While Sylvia is a hit with a part-time volunteer colleague, her boss seems determined to clip her wings. Similarly, while the wider community is generally charmed by the new arrival, her immediate neighbour has nothing but complaints. About the children playing in her garden and the foxes burrowing beneath the brambles. Unfortunately, this neighbour not only chairs the Library Committee but he’s also a friend of her boss.
 
Life gets more complicated when Sylvia falls for the town’s new doctor, who happens to be a married man. Then there’s his precocious pre-teen daughter leading the neighbours’ son astray. When trouble brews amongst the children, Sylvia blames herself for having introduced them. But she’s appalled at the level of threat to their futures, the library and her own career.
 
Salley Vickers is responsible for
one of my earliest fictional therapists, but The Librarian is a much lighter read. Indeed, despite the sex, it reminded me of one of those classic children’s stories Sylvia so adored. It also verged on the “worthy” at times with the critique of an education system that divides children into successes and failures at eleven and, through a tagged-on contemporary strand in which one of the children returns as a successful author, an underlining of the impact of libraries on children’s lives.
 
Nevertheless, The Librarian would make a satisfying
holiday read, especially for those old enough to appreciate the lovely period detail. Thanks to Viking Penguin for my review copy. If you think you’d enjoy it, and your finances can take it, I’d recommend the hardback with its gorgeous retro-style cloth cover, and endpapers credited to the Victoria and Albert Museum. Finally, a quick shout for my short story about a librarian, “A Place of Safety”, which will appear in my forthcoming anthology, Becoming Someone.

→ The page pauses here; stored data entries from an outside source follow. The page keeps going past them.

Issue #40, opened 2020-10-28
Allow for uploading schemas straight from the anonymizer into the repository


grighetto:
While discussing a few ideas with @absurdfarce, he suggested that we allow uploading schemas straight from the anonymizer to make the process even more straightforward.

┆Issue is synchronized with this [Jira Task](https://datastax-oss.atlassian.net/browse/AD-91) by [Unito](https://www.unito.io)
┆Issue Number: AD-91

josh-mckenzie:
So is the thinking is we have an external repository that users have write-only access w/a submission API w/a token or some kind of UID they can use to then later upsert it? Probably need to lean on token after initial upload required to also get the "auth, don't overwrite" side of it covered... Hm.

Way better UX than "submit a PR" though, I must say.

absurdfarce:
The Github auth stuff has always seemed opaque to me, but as best I can tell the personal access token is bound to a specific user.  We only want to grant access to public repos for a single repo (our schema upload repo) but it looks like use of a personal access token grants access to _every_ repo (this should probably be confirmed).  So we'll want to constrain this in some way.

I _think_ we can create a new user which only has access to the schema upload repo and create the personal access token for that user... that should adequately constrain things.  We _may_ even be able to make the personal access token more public in that case... but I want to do some more testing to confirm that nefarious actors can't do bad things in that case.

I've also confirmed that the personal access token scheme + https://github.com/PyGithub/PyGithub at least supports feature branch creation + content upload.  It looks like PR creation follows on nicely from there... again, more testing required to say for sure.

PR #63, opened 2020-11-26
33 a little metadata

absurdfarce:


absurdfarce:
Apologies, this one got a little confusing, mainly because I am an idiot.

This started life as a PR off of the work being done for https://github.com/datastax/adelphi/issues/40 (specifically https://github.com/datastax/adelphi/pull/51).  When that issue was closed I made the mistake of deleting the feature branch _before_ rebasing the other PR off of master; that in turn effectively killed the first PR.  The simplest way to get back to a good state seemed to be to pull in the branch for the old PR itself ("git pull origin pull/55/head") and handle any last minute conflicts that may have come up.  The result of that process is what you see in this PR.

The "extra" commits referenced above presumably come from the fact that HEAD of pull/55 would have included the Github work (since I originally branched off of that).  Since those commits are now in master they should be silently ignored here.

The contents of this PR should match up to what's in the prior version (https://github.com/datastax/adelphi/pull/55) with a few changes based on last-minute changes in the issue 40 PR.

python/adelphi/bin/adelphi
```diff
@@ -29,25 +34,29 @@ import click
...
 @click.option('--password', help='Database password')
 @click.option('--keyspaces',
               help='Comma-separated list of keyspaces to include. If not specified all non-system keypaces will be included')
 @click.option('--rf', type=int, help='Replication factor to override original setting. Optional.')
-@click.option('--anonymize/--no-anonymize', default=True, help="Enable/disable schema anonymization")
-@click.option('--output-dir', help='Schema files will be written to this directory. If not specified schemas will be written to stdout.')
+@click.option('--anonymize/--no-anonymize', default=True, show_default=True, help="Enable/disable schema anonymization")
+@click.option('--output-dir', help='Directory schema files should be written to. If not specified, it will write to stdout')
+@click.option('--purpose', help='Comments on the anticipated purpose of this schema.  Optional')
+@click.option('--maturity', help='Comments on the maturity of this schema.  Optional')
```
grighetto, line 57: I'm wondering if we should offer some guidance here, like list some options in help: alpha, beta, prod, staging, ... I think it gives us a better chance of people actually filing this in and having a consistent format.
I'm not saying we should enforce any of these values, but simply propose them.
@absurdfarce wdyt?

grighetto (approved):
Pending question around maturity command help.
Otherwise +1

python/adelphi/bin/adelphi
absurdfarce: Per external conversation we're going to be doing exactly this as a middle ground between a free text field vs. an enum of allowed values.  Change to follow shortly.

Thanks for reading. I'd love to know what you think. If you've enjoyed this post, you might like to sign up via the sidebar for regular email updates and/or my quarterly Newsletter.
4 Comments
Charli Mills link
26/8/2018 08:13:57 pm

That's an interesting idea about who would appreciate the conforms of serving the retail sector. You compare the retail industry in Japan to Britain's coffee shops, and that brings to mind the customer service training at Starbucks which encourages barista's to get to know the individuals who are regulars. And yet, it's all about selling what people want (not what they need) and making corporate profit off the work of their employees who don't earn enough to make a living. But I digress. I think, even across cultures, it's interesting to observe the roles of women and work. The Librarian comes across as a light and enjoyable read, yet it seems to hint at similar themes.

Reply
Annecdotist
28/8/2018 09:32:41 am

Isn’t it about selling people what they DON’T want by persuading them to think they DO. I can always tell when I’m in a chain coffee shop because I’m invited to buy a sugary pastry to go along with my drink. But I hadn’t thought until now that the librarian is also selling in a way – but this doesn’t jar when I so approve of reading!

Reply
Norah Colvin link
9/9/2018 08:50:28 am

Interesting reviews and comments, Anne, particularly about the reach of feminism. I wish I could remember the situation that was referred to on television the other night, but unfortunately am unable to. A youngish woman (I'd say in her thirties, early forties at the most) said that, whatever it is, was because men were the bread winners going out and doing the real work. I couldn't believe it. I don't know what bush she has been hiding under. Perhaps it's that privileged bush that grows bunches of gold. I think the librarian sounds interesting, but maybe just because I love libraries and books too!

Reply
Annecdotist
11/9/2018 01:14:32 pm

Oh, that poor woman! What century is she living in? It makes me think of a conversation with my husband recently where someone and had protested at being “accused” of being a feminist whereas to him, and me, it’s part and parcel of being a human being.